3. In line with the resilient global economic backdrop, MTI’s Advance Estimates show that the Singapore economy grew by 0.1% on a quarter-on-quarter seasonally-adjusted basis in Q4 2024, following the 3.2% expansion a quarter ago. Overall, GDP growth in H2 last year was stronger than expected, largely due to the robust performance of the trade-related and financial services sectors.

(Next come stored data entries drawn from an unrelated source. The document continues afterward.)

PR #379, opened 2015-12-02
added the param  puppetrun

TomRitserveldt:
Added the param "puppetrun" to the foreman settings.yaml template (and params+init manifests) to toggle the puppetrun functionality in foreman. This enables the "Run Puppet" button on individual host pages. default value is false, since that was the default before.

### DIFF
--- a/manifests/init.pp
+++ b/manifests/init.pp
@@ -4,6 +4,9 @@
 #
 # $foreman_url::                URL on which foreman is going to run
 #
+# $puppetrun::                  Should foreman be able to start puppetruns on nodes
+#                               type: boolean
+#
 # $unattended::                 Should foreman manage host provisioning as well
 #                               type:boolean
 #
@@ -192,6 +195,7 @@
 #
 class foreman (
   $foreman_url               = $::foreman::params::foreman_url,
+  $puppetrun                 = $::foreman::params::puppetrun,
   $unattended                = $::foreman::params::unattended,
   $authentication            = $::foreman::params::authentication,
   $passenger                 = $::foreman::params::passenger,
@@ -287,6 +291,7 @@ class foreman (
   if $email_delivery_method {
     validate_re($email_delivery_method, ['^sendmail$', '^smtp$'], "email_delivery_method can be either sendmail or smtp, not ${email_delivery_method}")
   }
+  validate_bool($puppetrun)
 
   class { '::foreman::install': } ~>
   class { '::foreman::config': } ~>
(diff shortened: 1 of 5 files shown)


manifests/init.pp
```diff
@@ -4,6 +4,8 @@
 #
 # $foreman_url::                URL on which foreman is going to run
 #
+# $puppetrun::                  Should foreman be able to start puppetruns on nodes
```
ekohl: You can add ```type:boolean``` like ```$unattended``` does below.

manifests/init.pp
```diff
@@ -192,6 +194,7 @@
 #
 class foreman (
   $foreman_url               = $::foreman::params::foreman_url,
+  $puppetrun                 = $::foreman::params::puppetrun,
```
ekohl: This can be validated using ```validate_bool```.

ekohl:
I think this is a good change. The only downside I see is users who use the module and enabled puppetrun. If they update the module, it will be turned off unless they change the parameter. This can be fixed by writing a changelog entry though.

4. Global economic policy uncertainty has risen since the October monetary policy review, mainly reflecting expectations of increasing trade policy frictions. Concomitantly, the prospect of persistently elevated inflation has contributed to a tightening of global financial conditions. While consumer spending in the advanced economies should continue apace given still-strong wage growth amid supportive labour market conditions, manufacturing and trade activity is anticipated to normalise following a period of frontloading. All in, global growth could slow over 2025.

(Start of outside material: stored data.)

PR #380, opened 2015-12-04
Configure Passenger to use foreman-ruby symlink

domcleal:
Using the foreman-ruby symlink installed by our packages by default on
all Debian-based OSes will make upgrades easier, as users won't need to
reconfigure Apache if we change the Ruby version used by the packages.


ekohl:
:+1: though I didn't test it.

mmoll:
Working fine on Debian/jessie, will merge when https://travis-ci.org/domcleal/puppet-foreman/builds/94852294 turned green.

ekohl:
@mmoll it's green.

mmoll:
indeed, merged, thanks @domcleal!

PR #383, opened 2015-12-22
Allow puppetdb plugin config settings to be managed.

jyaworski:


mmoll:
Please see the discussion in #235. Maybe this can be solved using `foreman_config_entry`, but I didn't have a closer look.

jyaworski:
@mmoll good point. It may be better to move this to plugin itself. I'll look into it.

mmoll:
The thing is that it already was moved into the plugin, but if it's set in a config file, it will still work (it's just not the prefered way anymore).

jyaworski:
@mmoll are you meaning that it queries the database setting? I read that on the plugin site that this isn't preferred, but would we rather have a file in-place for puppet, or have puppet query postgres?

mmoll:
The PuppetDB plugin has settings in Foreman (visible in the UI under Administer -> Settings -> Puppetdb) and the theforman puppet module has the `foreman_config_entry` defined type to set such settings.

I think that's the method preferred over the old method of having the config in a YAML file, @dLobatog, could you clarify here?

jyaworski:
Oh, wow. OK. I was looked for a defined DSL type, not a Ruby type. That's probably the better solution. I can refactor since that's available.

jyaworski:
@mmoll refactored.

brandonweeks:
What about using localhost as the default value?

jyaworski:
@brandonweeks good point. I've set it to localhost and squashed.

mmoll:
Maybe it's just for me because of some history of that install, but when I using this via -installer, the values are read wrongly and set every time:
```
[ WARN 2015-12-26 17:39:22 main]  /Stage[main]/Foreman::Plugin::Puppetdb/Foreman_config_entry[puppetdb_address]/value: value changed 'https' to 'https://foreman.local:8081/v2/commands'
[ WARN 2015-12-26 17:39:33 main]  /Stage[main]/Foreman::Plugin::Puppetdb/Foreman_config_entry[puppetdb_dashboard_address]/value: value changed 'http' to 'http://localhost:8080/dashboard'
```

mmoll:
#384 should fix that, this PR is fine. :+1:

jyaworski:
Thanks! Can this be merged?

ekohl:
I think this should be added to the changelog since it may break existing installations. That shouldn't hold back the merge though.

mmoll:
@jyaworski if you want to add this to the changelog, please do. Otherwise ping here and I'll do it while merging.

jyaworski:
@mmoll could you do it this time and ping me? Next time I'll add the entry; I just want to see how it's done.

mmoll:
See 84c0f60, it's just extending the changelog file.
Dzięki @jyaworski!

PR #384, opened 2015-12-26
fix key-value splitting in foreman_config_entry

mmoll:
found while testing #383, where the value is an URL, containing a colon


ekohl:
:+1:

ekohl:
Thanks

5. Singapore’s GDP growth is projected to moderate over 2025. The impact of shifts in global trade policies could weigh on the domestic manufacturing and trade-related services sectors. For now, the Singapore economy is forecast to expand at a slower pace of 1.0–3.0% this year, from 4.0% in 2024, with the level of output keeping close to potential for 2025 as a whole.
INFLATION OUTLOOK
6. MAS Core Inflation
7. MAS Core Inflation is now forecast to average 1.0–2.0% in 2025, lower than the 1.5–2.5% projected in the October 2024 MPS. Business cost- and demand-driven inflationary pressures are expected to remain contained. Singapore’s imported costs should stay moderate reflecting forecasts of global oil price declines and favourable supply conditions in key food commodity markets. While an escalation of trade frictions could be inflationary for some economies, their impact on Singapore’s import prices is likely to be offset by the disinflationary drags exerted by weaker global demand. On the domestic front, unit labour cost increases are projected to be lower this year as nominal wage growth gradually eases alongside steady productivity gains. At the same time, consumer price inflation for essential services such as public healthcare, pre-school education and public transport will be dampened by additional government subsidies.

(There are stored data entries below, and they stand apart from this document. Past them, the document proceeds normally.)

PR #346, opened 2015-08-14
Don't qualified call to defined resource type

PierreR:
Resource names are not limited by scope.

PR #386, opened 2016-01-06
Don't qualified call to defined resource type

PierreR:
- resource names are not limited by scope.
- it is considered a bad practice in Puppet 3
- it isn't tolerated anymore in Puppet 4.

### DIFF
--- a/manifests/database/postgresql.pp
+++ b/manifests/database/postgresql.pp
@@ -16,7 +16,8 @@ class foreman::database::postgresql {
   }
 
   include ::postgresql::client, ::postgresql::server
-  ::postgresql::server::db { $dbname:
+  
+  postgresql::server::db { $dbname:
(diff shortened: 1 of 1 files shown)


PierreR:
It is actually the same kind of change as  #346 (which has been accepted)

ekohl:
Untested, but :+1: 

I do wonder why our tests didn't pick this up though.

PierreR:
IIRC Puppet 4 does not search for relative path anymore. So it is kind of pointless to use `::` (even for the inclusion of classes).
To be honest I just don't know if Puppet 4 fails hard when using `::` on defined resource type; maybe it just ignores them. Anyhow I can't think of any good reason to keep them ;-)

mmoll:
merged, with removed trailing whitespace, thanks @PierreR!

8. CPI-All Items inflation is forecast to average 1.5–2.5% in 2025, compared to 2.4% in 2024. Accommodation inflation is forecast to slow, partly offsetting an anticipated pickup in private transport inflation.
9. Overall, the outlook for Singapore’s growth and thus inflation remains subject to uncertainties in the external environment.
MONETARY POLICY
10. Singapore’s growth momentum is expected to slow over this year, after outperforming in H2 2024. The level of output is projected to come in close to the economy’s potential for 2025 as a whole. Meanwhile, MAS Core Inflation has moderated more quickly than expected and will remain below 2% this year, reflecting the return to low and stable underlying price pressures in the economy.
11. MAS will therefore reduce slightly the slope of the S$NEER policy band. There will be no change to the width of the policy band or the level at which it is centred. This measured adjustment is consistent with a modest and gradual appreciation path of the S$NEER policy band that will ensure medium-term price stability. MAS will closely monitor global and domestic economic developments, and remain vigilant to risks to inflation and growth.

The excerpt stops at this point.